Dear FIS colleagues,
About the approaches to the information concept commented by Karl, Loet,
John, and Stan, let me argue that some of them have a rather narrow
conceptual domain of applicability. In Karl's approach I have already
argued that his highly suggestive conflation of the sequential vs. the
simultaneous in order to define formally information should be accompanied
by an agreeement (an in depth discussion) of the technical problem on how
to count "multidimensional partitions". Morris, Pastor, and me had found
years ago some discrepancy regarding the heuristic formula he has developed
...a few things might be different, and perhaps even more interesting.
Well, it may seem strange, but Michael Leyton's approach based on group
theory could be in close vicinity of the formal structures in Karl's.
Anyhow, the pitty is that discussimg this on the Internet is a pain of the
neck (we should have had a small ad hoc seminar during the Paris conference!).

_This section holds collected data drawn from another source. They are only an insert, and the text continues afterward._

PR #294, opened 2021-04-21
Update deployer CLI to work in a more common way

amarthadan:
Deployer CLI can now be run as a common CLI even from the Docker container, e.g. `docker run -it --rm -e AWS_ACCESS_KEY_ID=xxx -e AWS_SECRET_KEY=xxx api3/airnode --help`

I didn't update the Docker readme much because the image building will be reworked entirely in the following PRs.


packages/deployer/package.json
```diff
@@ -2,10 +2,15 @@
...
   "version": "0.1.0",
+  "bin": {
+    "deployer": "./bin/deployer"
+  },
+  "main": "bin/deployer",
   "scripts": {
     "_build": "yarn run clean && yarn run compile",
     "clean": "rimraf -rf ./dist",
     "compile": "tsc -p tsconfig.build.json",
+    "cli": "ts-node bin/deployer.ts",
```
bbenligiray, line 13: Nice, I was wanting to use ts-node for this

bbenligiray (commented):
The Docker image build on master was broken anyway so I don't have any problems with merging this to be used as reference later on. I think it's a good idea to leave Docker to last in general.

I think we should build the image inside the deployer package. As long as we have the bundled node in `packages/deployer/.webpack`, we shouldn't need the rest of the monorepo.

The user needs to pass `config.json` and `secrets.env` to the image. I'm not sure how that will be done here.

amarthadan:
> The Docker image build on master was broken anyway so I don't have any problems with merging this to be used as reference later on. I think it's a good idea to leave Docker to last in general.

Current solution should work even though it's a bit cumbersome as it bundles everything.

> I think we should build the image inside the deployer package. As long as we have the bundled node in `packages/deployer/.webpack`, we shouldn't need the rest of the monorepo.

I agree, it's in the roadmap :slightly_smiling_face: 

> The user needs to pass `config.json` and `secrets.env` to the image. I'm not sure how that will be done here.

Via volumes, you don't really have any other option when using Docker anyway :confused:. It would look something like

```sh
docker run -it --rm -v $(pwd)/config.json:/airnode/config.json -v $(pwd)/secrets.env:/airnode/secrets.env -e AWS_ACCESS_KEY_ID=xxx -e AWS_SECRET_KEY=xxx api3/airnode deploy
```
Or mounting just one configuration directory where all the neccessary files are to make it simpler.

package.json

My own track is based on the need to accomodate quite many new
observations, mostly in molecular biology & neuroscience, that cannot be
situated within the existing conceptualizations, apart from leaving the
immediate problem of "meaning" in the dark, concerning its
biological-material underpinng. So I proposed last year, in this list,
exploring the scope of an alternative conceptualization of information as
"distinction on the adjacent"... given that both terms are too heavily
loaded, I stop here and leave the matter for future discussions (of course,
the underlying reflection is that it is far more than a single concept what
we are trying to clarify during all these years in this list: the quest for
a consistent new "perspective" or disciplinary body around information).